─── Extracted material ───

PR #5891, opened 2020-01-06
Update phan to the newest version.

### LINKED ISSUE #5651: Fix Phan errors introduced in PHP 7.4

driusan:
This updates phan to the latest version. Replaces #5762 (which is updating to an older version of phan that still has problems with PHP 7.4.)

Fixes #5651.

### DIFF
--- a/modules/instrument_list/php/instrument_list.class.inc
+++ b/modules/instrument_list/php/instrument_list.class.inc
@@ -199,6 +199,7 @@ class Instrument_List extends \NDB_Menu_Filter
             $x            = -1;
             $prevSubgroup = null;
 
+            $i = 0;
             foreach ($listOfInstruments as $instrument) {
                 // print the sub group header row
                 if ($instrument['Sub_group'] != $prevSubgroup) {
--- a/.phan/config.php
+++ b/.phan/config.php
@@ -17,6 +17,7 @@ return [
 	"ignore_undeclared_variables_in_global_scope" => false,
 	"suppress_issue_types" => [
         "PhanTypeInvalidDimOffset",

───

## Instructions to follow
Say how many lines of the data include the word "version". Nothing other than the number should be given.

## Result of this exercise
2